Activists take to the streets in Ediburgh
13:37 , Tammy Hughes
UN General Assembly president warns we are “not doing enough"
12:15 , Sami Quadri
Abdulla Shahid, who is the President of the United Nations General Assembly, gives a stirring speech.
He said: “Allow me to be candid, for you are my family. We are facing an existential crisis.
“We have the capacities and resources to address this crisis. But we are simply not doing enough.”
Sharma vows to “hit the ground running” on climate action
11:22 , Sami Quadri
“Let’s make sure that what Paris promised, Glasgow delivers”, says Sharma.
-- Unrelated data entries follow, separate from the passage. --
PR #127, opened 2018-02-25
simpleclient, namedpipe progress

UserExistsError:
This PR contains progress towards replacing Rex in simpleclient. Specifically, it adds pipe functionality for the bind_named_pipe payload.

## Changes
1) Added missing "reserved" field to SMB2 TREE_DISCONNECT Requests
2) Added SMB1::Pipe and SMB2::Pipe which subclass File and provide pipe specific operations such as "peek". Correct instance of File or Pipe is returned by Tree.open_file.
3) Nbss::SessionHeader length field increased from 16 to 17 bits. For SMB2 this field can be 24 bits. This change allows server max read/write/transact sizes to be used as is (they are typically 64KiB).
   References
      SMB1 https://msdn.microsoft.com/en-us/library/cc246249.aspx
      SMB2 https://msdn.microsoft.com/en-us/library/cc246496.aspx
4) Save off max read/write/transact sizes from SMB2 negotiation. It isn't clear to me how/if these apply differently to files vs pipes. For files, larger requests can be issued (observed with smbclient). Enforcing this limit for both, for now at least.
5) Added examples/pipes.rb to demonstrate new functionality.

## Future Improvements
1) Async read/writes. This should improve bind_named_pipe comms by not having to constantly poll metsrv (get rid of peeking). The current model is to send a request then wait for the response, as it is in Rex. This is an issue for the bind_named_pipe payload because the packet dispatcher has multiple threads trying to read and write. Pipe reads/writes must be synchronized to get bind_named_pipe comms to work. I still need a better understanding of this issue.

## Refs
https://github.com/rapid7/metasploit-framework/pull/9365

### DIFF
--- a/lib/ruby_smb/smb1/packet/trans.rb
+++ b/lib/ruby_smb/smb1/packet/trans.rb
@@ -8,8 +8,8 @@ module RubySMB
         require 'ruby_smb/smb1/packet/trans/data_block'
         require 'ruby_smb/smb1/packet/trans/request'
         require 'ruby_smb/smb1/packet/trans/response'
-        require 'ruby_smb/smb1/packet/trans/peek_named_pipe_request'
-        require 'ruby_smb/smb1/packet/trans/peek_named_pipe_response'
+        require 'ruby_smb/smb1/packet/trans/peek_nmpipe_request'
+        require 'ruby_smb/smb1/packet/trans/peek_nmpipe_response'
       end
     end
   end
--- a/lib/ruby_smb/smb1/packet/trans.rb
+++ b/lib/ruby_smb/smb1/packet/trans.rb
@@ -1,0 +1,16 @@
+module RubySMB
+  module SMB1
+    module Packet
+      # Namespace for the Transaction sub-protocol documented in
+      # [2.2.4.33 SMB_COM_TRANSACTION (0x25)](https://msdn.microsoft.com/en-us/library/ee441489.aspx)
+      module Trans
+        require 'ruby_smb/smb1/packet/trans/subcommands'
+        require 'ruby_smb/smb1/packet/trans/data_block'
+        require 'ruby_smb/smb1/packet/trans/request'
+        require 'ruby_smb/smb1/packet/trans/response'
+        require 'ruby_smb/smb1/packet/trans/peek_named_pipe_request'
+        require 'ruby_smb/smb1/packet/trans/peek_named_pipe_response'
+      end
+    end
+  end
+end
--- a/lib/ruby_smb/smb2/pipe.rb
+++ b/lib/ruby_smb/smb2/pipe.rb
@@ -20,18 +20,10 @@ module RubySMB
         packet.max_output_response = 16 + peek_size
         packet = set_header_fields(packet)
         raw_response = @tree.client.send_recv(packet)
-        begin
-          response = RubySMB::SMB2::Packet::IoctlResponse.read(raw_response)
-        rescue EOFError
-          raise RubySMB::Error::InvalidPacket, 'Failed to process IoctlResponse packet'
-        end
+        response = RubySMB::SMB2::Packet::IoctlResponse.read(raw_response)
 
         unless response.smb2_header.command == RubySMB::SMB2::Commands::IOCTL
           raise RubySMB::Error::InvalidPacket, 'Not an IoctlResponse packet'
-        end
-
-        unless response.ctl_code == RubySMB::Fscc::ControlCodes::FSCTL_PIPE_PEEK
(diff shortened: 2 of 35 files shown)


dmohanty-r7:
is lib/ruby_smb/smb1/packet/trans/peek_named_pipe.rb needed?

lib/ruby_smb/smb2/pipe.rb
```diff
@@ -0,0 +1,39 @@
...
+      # @return [RubySMB::SMB2::Packet::IoctlResponse]
+      def peek(peek_size: 0)
+        packet = RubySMB::SMB2::Packet::IoctlRequest.new
+        packet.ctl_code = RubySMB::Fscc::ControlCodes::FSCTL_PIPE_PEEK
+        packet.flags.is_fsctl = true
+        # read at least 16 bytes for state, avail, msg_count, first_msg_len
+        packet.max_output_response = 16 + peek_size
+        packet = set_header_fields(packet)
+        resp = @tree.client.send_recv(packet)
+        RubySMB::SMB2::Packet::IoctlResponse.read(resp)
```
dmohanty-r7: Sometimes we will get Error packets (for smb2) or Empty packets (for smb2), not being what is expected (RubySMB::SMB2::Packet::IoctlResponse) we might want to handle the cases here or raise an exception.

UserExistsError:
Removed lib/ruby_smb/smb1/packet/trans/peek_named_pipe.rb and added error handling to SMB1::Pipe and SMB2::Pipe

lib/ruby_smb/smb2/pipe.rb
```diff
@@ -11,29 +11,45 @@ class Pipe < File
...
         packet.flags.is_fsctl = true
         # read at least 16 bytes for state, avail, msg_count, first_msg_len
         packet.max_output_response = 16 + peek_size
         packet = set_header_fields(packet)
-        resp = @tree.client.send_recv(packet)
-        RubySMB::SMB2::Packet::IoctlResponse.read(resp)
+        raw_response = @tree.client.send_recv(packet)
+        begin
+          response = RubySMB::SMB2::Packet::IoctlResponse.read(raw_response)
+        rescue EOFError
```
dmohanty-r7: A begin/rescue EOFError like this happens in https://github.com/rapid7/ruby_smb/blob/master/lib/ruby_smb/generic_packet.rb#L45 returning either a RubySMB::SMB1::Packet::EmptyPacket or RubySMB::SMB1::Packet::ErrorPacket so you don't need to do that here.

lib/ruby_smb/smb2/pipe.rb
```diff
@@ -0,0 +1,55 @@
...
+      # @raise [RubySMB::Error::InvalidPacket] if not a valid FSCTL_PIPE_PEEK response
+      def peek(peek_size: 0)
+        packet = RubySMB::SMB2::Packet::IoctlRequest.new
+        packet.ctl_code = RubySMB::Fscc::ControlCodes::FSCTL_PIPE_PEEK
+        packet.flags.is_fsctl = true
+        # read at least 16 bytes for state, avail, msg_count, first_msg_len
+        packet.max_output_response = 16 + peek_size
+        packet = set_header_fields(packet)
+        raw_response = @tree.client.send_recv(packet)
+        begin
```
dmohanty-r7: this begin/rescue is not needed since #read will attempt to at least get you the header via an ErrorPacket https://github.com/rapid7/ruby_smb/blob/master/lib/ruby_smb/generic_packet.rb#L45

lib/ruby_smb/smb1/packet/trans.rb
```diff
@@ -0,0 +1,16 @@
+module RubySMB
```
dmohanty-r7: @chrisdlf has a branch right now that currently also implements trans/trans2 packets in a very similar way to this, also including spec tests with a few minor differences. We like your implementation and wanted to see what your thoughts were: https://github.com/UserExistsError/ruby_smb/compare/simpleclient-progress...chrisdlf:feature/100/dcerpc_smb1_named_pipe?expand=1#diff-42e45c6d8a4c2b5cd3c864fcccc34337 . We can modify his branch to work with this, we just wanted to ask if you had any thoughts about the different approaches.

UserExistsError: That implementation looks much more complete. I renamed a few things in my last commit to follow naming conventions used in that branch.

dmohanty-r7:
@UserExistsError The code looks good to me. One thing though: recently we have dropped below the ideal % test coverage, but we would like to keep it close to 95%. Some spec tests would be nice to have for new functionality.

dmohanty-r7:
Looks good, thank you @UserExistsError! I will add an issue for the asynchronous reading and writing.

He is of course referring to the Paris Agreement of 2015 in which nearly 200 countries reached an unprecedented agreement on cutting global greenhouse gas emissions.
Signees agreed to “pursue efforts” to limit global temperature rises to 1.5C and to keep them “well below” 2C.
Sharma warns that “climate change did not take time off” during the pandemic, calling rising temperatures a “wake up call for all of us” that is “unequivocally” caused by human action.
He added: “The rapidly-changing climate is sounding an alarm to the world to step up on adaptation to address loss and damage, and to act now to keep 1.5 alive.
“We know that this Cop, Cop26, is our last, best hope to keep 1.5 in reach.”
“I believe that we can resolve the outstanding issues. We can move the negotiations forward and we can launch a decade of ever-increasing ambition and action.
“Together we can seize the enormous opportunities for green growth for good, green jobs for cheaper, cleaner power.
“We need to hit the ground running to develop the solutions that we need. And that work starts today – and we succeed or fail as one.”
Alok Sharma plays down Russian and Chinese absence
11:15 , Sami Quadri
China’s Xi Jinping and Russia’s Vladimir Putin have chosen not to attend COP26 in person.
The snub has been met with huge international criticism given their nations’ contributions to global emissions, with China producing an estimated 28% and Russia 5% of global C02 output.
But COP26 president Alok Sharma has played down the absence.
“If you look at what both President Xi and President Putin have announced, they have both announced net zero targets for the middle of the century,” he told Sky News’ Trevor Phillips On Sunday programme.
“Of course, the world leaders’ summit is really important – we’ve got over 120 world leaders coming from all over the globe – but of course what we are also going to have is two weeks of detailed negotiations and those teams are here, I’ve met with some of the representatives from Russia, from China, over the last few days.
“That is what is going to be really important, to get over the line these key negotiating issues.
“It is a chance, quite frankly, for all these countries to show leadership – this is the point where they have to stand up and be counted.”
Greta Thunberg says UK is not doing enough to combat climate change
11:11 , Sami Quadri
Climate activist Greta Thunberg has criticised the UK for failing to take “real action” against climate change.
Asked about Chancellor Rishi Sunak’s recent announcement that there would be a 50% cut in air passenger duty (APD) for domestic flights, the 18-year-old suggested it’s not enough.
She told Marr: “Of course we can’t talk about this in, like, one single policy and so on. But when you see a pattern of these policies, that all the time are avoiding taking real action, then I think you can draw conclusions from that pattern, that climate action is not really our main priority right now.”